DATA FOR PROCESSING

Issue #4121, opened 2024-11-22
Filters with RefinableYesNo Managed Properties


sympmarc:
**Version used**
Ex: 4.14.0

**Describe the bug**
When using a RefinableYes/No managed property as a filter, there are two issues:
* The display of the filter shows False and True instead of No or Yes
* Apply a filter (choosing True or False) returns no results.

**To Reproduce**
Detailed steps to reproduce the behavior:

1. Map a Yes/No crawled property to one of the RefinableYesNo Managed Properties (I tried both the `ows_IsPolicy` and `OWS_Q_BOOL_ISPOLICY` options)
2. Add a filter using the RefinableYes/No MP
3. Try filtering
 
**Expected behavior**
Filtering should work

**Screenshots**

Filter
![image](https://github.com/user-attachments/assets/0baa0c51-d133-491e-ae43-f557dbd27213)

Results
![image](https://github.com/user-attachments/assets/d176f71c-5be4-4830-9890-ef4be54b92df)

**Desktop (please complete the following information):**
 - Edge

kasperbolarsen:
Bug confirmed

wobba:
This relates to https://github.com/microsoft-search/pnp-modern-search/pull/3998. As it's actually a data issue and not web part issue I'm note sure I want to fix it here. I did reach out to the service team but haven't heard anything back, but will ping them.

sympmarc:
I only last week figured out those RefinableYesNoxx MPs existing. Should it work properly with RefinableString? (I can't remember ever trying with Yes/No columns.)

wobba:
@sympmarc string should work.. and check what the actual string value is.

kasperbolarsen:
@sympmarc  can you check your findings again using v.4.16? I get the true/false texts in the Refiner, but they works as expected for me.

sympmarc:
@kasperbolarsen - Which do you want me to test? The RefinableYesNo MP or RefinableString?

kasperbolarsen:
RefinableYesNo

sympmarc:
Yes, it seems to work in 4.16. Was it fixed in #3998 ?

It still says True/False, but the filtering seems to work. Given it's a Yes/No, it feels like it should use those strings instead.

kasperbolarsen:
I am working on localized values for the supported languages

PR #4239, opened 2025-02-28
Enhance boolean value localization in SharePointSearchDataSource and …

kasperbolarsen:
…add translation method in LocalizationHelper #4121


search-parts/src/dataSources/SharePointSearchDataSource.ts
```diff
@@ -1086,8 +1086,18 @@ export class SharePointSearchDataSource extends BaseDataSource<ISharePointSearch
...
                         }
                     });
-                } else {
-                    updatedValues.push(value);
+                } else 
+                {
+                    if(filterResult.filterName.toString().indexOf("RefinableYesNo")>-1) 
+                    {
+                        value.name = LocalizationHelper.getTranslatedBooleanValue(value.name, lcid);
+                        updatedValues.push(value);
```
wobba, line 1094: Can you rather do something like this and get the strings into the loc files?

export class LocalizationHelper {

    /**
     * Gets the localized string for the given key and locale.
     * @param key The key of the string to localize.
     * @param locale The locale to use for localization.
     */
    public static async getLocalizedString(key: string, locale: string): Promise<string> {
        try {
            const strings = await import(`../loc/${locale}.js`);
            return strings.default[key] || key;
        } catch (error) {
            console.error(`Error fetching localized string for locale ${locale}:`, error);
            return key; // Return the key if no localization found
        }
    }
}

import { LocalizationHelper } from '../helpers/LocalizationHelper';

private async _getLocalizedStringExample() {
    const key = "HelloWorld";
    const locale = "fr-FR"; // Example locale
    const localizedString = await LocalizationHelper.getLocalizedString(key, locale);
    console.log(localizedString); // Output the localized string
}

kasperbolarsen: You are pushing it, I had a hard time just getting the current version to work ;-)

PROBLEM DETAILS
Tally the lines of the listing that include "import". Reply with nothing but the count.

ANSWER FOR THE TASK
2